### Description of the task
Print the data below exactly as it appears.

╭─ Supplied records

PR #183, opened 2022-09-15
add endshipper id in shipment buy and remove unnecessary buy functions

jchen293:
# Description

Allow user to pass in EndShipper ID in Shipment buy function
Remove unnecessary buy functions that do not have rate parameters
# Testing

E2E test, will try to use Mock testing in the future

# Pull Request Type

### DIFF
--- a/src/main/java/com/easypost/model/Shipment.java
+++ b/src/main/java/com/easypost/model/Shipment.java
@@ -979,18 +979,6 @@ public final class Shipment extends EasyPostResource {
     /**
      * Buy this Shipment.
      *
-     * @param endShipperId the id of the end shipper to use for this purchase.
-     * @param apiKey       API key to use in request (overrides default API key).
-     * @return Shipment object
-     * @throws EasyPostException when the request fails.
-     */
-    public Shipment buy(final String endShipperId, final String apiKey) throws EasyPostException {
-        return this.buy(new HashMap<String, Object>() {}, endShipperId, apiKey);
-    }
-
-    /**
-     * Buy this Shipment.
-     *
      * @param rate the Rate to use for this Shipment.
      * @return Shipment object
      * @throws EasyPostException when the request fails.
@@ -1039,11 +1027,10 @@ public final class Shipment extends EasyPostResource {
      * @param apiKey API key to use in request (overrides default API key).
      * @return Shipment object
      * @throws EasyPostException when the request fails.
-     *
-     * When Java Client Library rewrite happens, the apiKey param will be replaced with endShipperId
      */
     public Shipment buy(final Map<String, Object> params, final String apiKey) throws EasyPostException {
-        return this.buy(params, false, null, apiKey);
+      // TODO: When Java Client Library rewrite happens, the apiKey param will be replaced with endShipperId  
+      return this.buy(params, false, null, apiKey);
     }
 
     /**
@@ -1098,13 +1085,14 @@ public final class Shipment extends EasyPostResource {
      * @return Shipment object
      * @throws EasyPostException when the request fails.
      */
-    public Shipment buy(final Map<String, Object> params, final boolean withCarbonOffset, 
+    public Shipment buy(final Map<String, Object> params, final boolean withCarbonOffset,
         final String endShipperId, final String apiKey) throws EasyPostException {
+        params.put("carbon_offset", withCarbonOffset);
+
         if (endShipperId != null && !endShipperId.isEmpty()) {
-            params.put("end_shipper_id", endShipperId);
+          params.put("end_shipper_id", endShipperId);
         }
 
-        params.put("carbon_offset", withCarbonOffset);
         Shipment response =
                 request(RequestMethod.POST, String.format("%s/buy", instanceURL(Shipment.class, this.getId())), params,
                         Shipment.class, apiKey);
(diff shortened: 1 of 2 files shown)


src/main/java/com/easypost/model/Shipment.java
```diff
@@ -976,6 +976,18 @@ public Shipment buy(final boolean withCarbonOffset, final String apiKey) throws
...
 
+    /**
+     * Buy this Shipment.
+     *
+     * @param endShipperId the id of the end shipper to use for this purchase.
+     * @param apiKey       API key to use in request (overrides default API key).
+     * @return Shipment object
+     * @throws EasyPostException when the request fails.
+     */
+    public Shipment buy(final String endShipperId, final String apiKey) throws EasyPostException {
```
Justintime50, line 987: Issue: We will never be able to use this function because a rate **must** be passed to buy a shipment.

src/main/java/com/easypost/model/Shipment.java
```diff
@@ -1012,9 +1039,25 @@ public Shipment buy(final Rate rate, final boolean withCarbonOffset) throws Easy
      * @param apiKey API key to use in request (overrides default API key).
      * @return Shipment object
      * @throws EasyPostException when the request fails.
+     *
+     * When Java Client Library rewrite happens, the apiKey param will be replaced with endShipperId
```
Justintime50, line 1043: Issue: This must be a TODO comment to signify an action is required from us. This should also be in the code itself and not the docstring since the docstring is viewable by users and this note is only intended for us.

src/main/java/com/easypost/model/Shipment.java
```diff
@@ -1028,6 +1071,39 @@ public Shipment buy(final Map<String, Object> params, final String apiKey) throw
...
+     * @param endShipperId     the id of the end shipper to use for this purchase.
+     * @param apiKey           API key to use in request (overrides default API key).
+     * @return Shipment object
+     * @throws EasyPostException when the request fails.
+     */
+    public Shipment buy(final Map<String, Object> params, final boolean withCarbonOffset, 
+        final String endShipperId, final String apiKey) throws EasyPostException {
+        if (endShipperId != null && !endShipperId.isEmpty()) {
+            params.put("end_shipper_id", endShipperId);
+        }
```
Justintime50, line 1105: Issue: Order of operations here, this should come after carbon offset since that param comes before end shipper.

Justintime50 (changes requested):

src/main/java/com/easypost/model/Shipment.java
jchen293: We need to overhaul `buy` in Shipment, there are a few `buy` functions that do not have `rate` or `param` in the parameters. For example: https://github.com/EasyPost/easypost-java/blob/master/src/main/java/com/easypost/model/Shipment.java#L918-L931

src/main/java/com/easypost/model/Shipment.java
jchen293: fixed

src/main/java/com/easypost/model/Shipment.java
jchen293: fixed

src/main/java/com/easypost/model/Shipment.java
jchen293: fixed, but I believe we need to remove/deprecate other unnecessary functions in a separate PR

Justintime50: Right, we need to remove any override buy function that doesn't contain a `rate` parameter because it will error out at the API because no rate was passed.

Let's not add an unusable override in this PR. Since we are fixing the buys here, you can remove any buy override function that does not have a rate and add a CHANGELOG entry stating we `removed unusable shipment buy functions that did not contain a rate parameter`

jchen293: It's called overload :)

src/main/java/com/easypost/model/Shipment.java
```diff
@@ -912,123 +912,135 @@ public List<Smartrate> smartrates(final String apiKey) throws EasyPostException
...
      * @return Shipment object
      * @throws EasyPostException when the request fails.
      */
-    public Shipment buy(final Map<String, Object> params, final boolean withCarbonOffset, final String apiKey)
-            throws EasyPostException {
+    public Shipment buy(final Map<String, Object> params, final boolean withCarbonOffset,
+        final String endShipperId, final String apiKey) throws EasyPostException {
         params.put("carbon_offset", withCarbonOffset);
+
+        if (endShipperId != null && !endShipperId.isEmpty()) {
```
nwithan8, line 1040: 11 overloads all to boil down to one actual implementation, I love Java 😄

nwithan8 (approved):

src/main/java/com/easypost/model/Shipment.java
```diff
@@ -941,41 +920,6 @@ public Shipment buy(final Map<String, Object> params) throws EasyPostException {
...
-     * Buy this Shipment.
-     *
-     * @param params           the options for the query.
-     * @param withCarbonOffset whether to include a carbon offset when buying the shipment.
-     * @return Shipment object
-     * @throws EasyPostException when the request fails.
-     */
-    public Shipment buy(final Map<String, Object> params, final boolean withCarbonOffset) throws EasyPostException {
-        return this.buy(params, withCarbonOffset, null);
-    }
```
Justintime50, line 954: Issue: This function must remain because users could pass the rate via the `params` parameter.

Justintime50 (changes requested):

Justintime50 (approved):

╰─

### Answer to this exercise
PR #183, opened 2022-09-15
add endshipper id in shipment buy and remove unnecessary buy functions

jchen293:
# Description

Allow user to pass in EndShipper ID in Shipment buy function
Remove unnecessary buy functions that do not have rate parameters
# Testing

E2E test, will try to use Mock testing in the future

# Pull Request Type

### DIFF
--- a/src/main/java/com/easypost/model/Shipment.java
+++ b/src/main/java/com/easypost/model/Shipment.java
@@ -979,18 +979,6 @@ public final class Shipment extends EasyPostResource {
     /**
      * Buy this Shipment.
      *
-     * @param endShipperId the id of the end shipper to use for this purchase.
-     * @param apiKey       API key to use in request (overrides default API key).
-     * @return Shipment object
-     * @throws EasyPostException when the request fails.
-     */
-    public Shipment buy(final String endShipperId, final String apiKey) throws EasyPostException {
-        return this.buy(new HashMap<String, Object>() {}, endShipperId, apiKey);
-    }
-
-    /**
-     * Buy this Shipment.
-     *
      * @param rate the Rate to use for this Shipment.
      * @return Shipment object
      * @throws EasyPostException when the request fails.
@@ -1039,11 +1027,10 @@ public final class Shipment extends EasyPostResource {
      * @param apiKey API key to use in request (overrides default API key).
      * @return Shipment object
      * @throws EasyPostException when the request fails.
-     *
-     * When Java Client Library rewrite happens, the apiKey param will be replaced with endShipperId
      */
     public Shipment buy(final Map<String, Object> params, final String apiKey) throws EasyPostException {
-        return this.buy(params, false, null, apiKey);
+      // TODO: When Java Client Library rewrite happens, the apiKey param will be replaced with endShipperId  
+      return this.buy(params, false, null, apiKey);
     }
 
     /**
@@ -1098,13 +1085,14 @@ public final class Shipment extends EasyPostResource {
      * @return Shipment object
      * @throws EasyPostException when the request fails.
      */
-    public Shipment buy(final Map<String, Object> params, final boolean withCarbonOffset, 
+    public Shipment buy(final Map<String, Object> params, final boolean withCarbonOffset,
         final String endShipperId, final String apiKey) throws EasyPostException {
+        params.put("carbon_offset", withCarbonOffset);
+
         if (endShipperId != null && !endShipperId.isEmpty()) {
-            params.put("end_shipper_id", endShipperId);
+          params.put("end_shipper_id", endShipperId);
         }
 
-        params.put("carbon_offset", withCarbonOffset);
         Shipment response =
                 request(RequestMethod.POST, String.format("%s/buy", instanceURL(Shipment.class, this.getId())), params,
                         Shipment.class, apiKey);
(diff shortened: 1 of 2 files shown)


src/main/java/com/easypost/model/Shipment.java
```diff
@@ -976,6 +976,18 @@ public Shipment buy(final boolean withCarbonOffset, final String apiKey) throws
...
 
+    /**
+     * Buy this Shipment.
+     *
+     * @param endShipperId the id of the end shipper to use for this purchase.
+     * @param apiKey       API key to use in request (overrides default API key).
+     * @return Shipment object
+     * @throws EasyPostException when the request fails.
+     */
+    public Shipment buy(final String endShipperId, final String apiKey) throws EasyPostException {
```
Justintime50, line 987: Issue: We will never be able to use this function because a rate **must** be passed to buy a shipment.

src/main/java/com/easypost/model/Shipment.java
```diff
@@ -1012,9 +1039,25 @@ public Shipment buy(final Rate rate, final boolean withCarbonOffset) throws Easy
      * @param apiKey API key to use in request (overrides default API key).
      * @return Shipment object
      * @throws EasyPostException when the request fails.
+     *
+     * When Java Client Library rewrite happens, the apiKey param will be replaced with endShipperId
```
Justintime50, line 1043: Issue: This must be a TODO comment to signify an action is required from us. This should also be in the code itself and not the docstring since the docstring is viewable by users and this note is only intended for us.

src/main/java/com/easypost/model/Shipment.java
```diff
@@ -1028,6 +1071,39 @@ public Shipment buy(final Map<String, Object> params, final String apiKey) throw
...
+     * @param endShipperId     the id of the end shipper to use for this purchase.
+     * @param apiKey           API key to use in request (overrides default API key).
+     * @return Shipment object
+     * @throws EasyPostException when the request fails.
+     */
+    public Shipment buy(final Map<String, Object> params, final boolean withCarbonOffset, 
+        final String endShipperId, final String apiKey) throws EasyPostException {
+        if (endShipperId != null && !endShipperId.isEmpty()) {
+            params.put("end_shipper_id", endShipperId);
+        }
```
Justintime50, line 1105: Issue: Order of operations here, this should come after carbon offset since that param comes before end shipper.

Justintime50 (changes requested):

src/main/java/com/easypost/model/Shipment.java
jchen293: We need to overhaul `buy` in Shipment, there are a few `buy` functions that do not have `rate` or `param` in the parameters. For example: https://github.com/EasyPost/easypost-java/blob/master/src/main/java/com/easypost/model/Shipment.java#L918-L931

src/main/java/com/easypost/model/Shipment.java
jchen293: fixed

src/main/java/com/easypost/model/Shipment.java
jchen293: fixed

src/main/java/com/easypost/model/Shipment.java
jchen293: fixed, but I believe we need to remove/deprecate other unnecessary functions in a separate PR

Justintime50: Right, we need to remove any override buy function that doesn't contain a `rate` parameter because it will error out at the API because no rate was passed.

Let's not add an unusable override in this PR. Since we are fixing the buys here, you can remove any buy override function that does not have a rate and add a CHANGELOG entry stating we `removed unusable shipment buy functions that did not contain a rate parameter`

jchen293: It's called overload :)

src/main/java/com/easypost/model/Shipment.java
```diff
@@ -912,123 +912,135 @@ public List<Smartrate> smartrates(final String apiKey) throws EasyPostException
...
      * @return Shipment object
      * @throws EasyPostException when the request fails.
      */
-    public Shipment buy(final Map<String, Object> params, final boolean withCarbonOffset, final String apiKey)
-            throws EasyPostException {
+    public Shipment buy(final Map<String, Object> params, final boolean withCarbonOffset,
+        final String endShipperId, final String apiKey) throws EasyPostException {
         params.put("carbon_offset", withCarbonOffset);
+
+        if (endShipperId != null && !endShipperId.isEmpty()) {
```
nwithan8, line 1040: 11 overloads all to boil down to one actual implementation, I love Java 😄

nwithan8 (approved):

src/main/java/com/easypost/model/Shipment.java
```diff
@@ -941,41 +920,6 @@ public Shipment buy(final Map<String, Object> params) throws EasyPostException {
...
-     * Buy this Shipment.
-     *
-     * @param params           the options for the query.
-     * @param withCarbonOffset whether to include a carbon offset when buying the shipment.
-     * @return Shipment object
-     * @throws EasyPostException when the request fails.
-     */
-    public Shipment buy(final Map<String, Object> params, final boolean withCarbonOffset) throws EasyPostException {
-        return this.buy(params, withCarbonOffset, null);
-    }
```
Justintime50, line 954: Issue: This function must remain because users could pass the rate via the `params` parameter.

Justintime50 (changes requested):

Justintime50 (approved):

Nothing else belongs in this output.